* **DATA FOR THE TASK**
%%

PR #5094, opened 2021-07-13
CBG-1553 - Inherit migrated 2.x configs from a DefaultStartupConfig

bbrks:
In-memory migrated 2.x configs were not setting the default values appropriately, causing things like stats logging to be disabled.

This PR covers all of the node-level default config by merging the 2.x config options onto a DefaultStartupConfig in the same way the 3.0 config does.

%%

* **YOUR ASSIGNMENT**
Reproduce each line above that contains "configs".

* **TASK RESULT**
CBG-1553 - Inherit migrated 2.x configs from a DefaultStartupConfig
In-memory migrated 2.x configs were not setting the default values appropriately, causing things like stats logging to be disabled.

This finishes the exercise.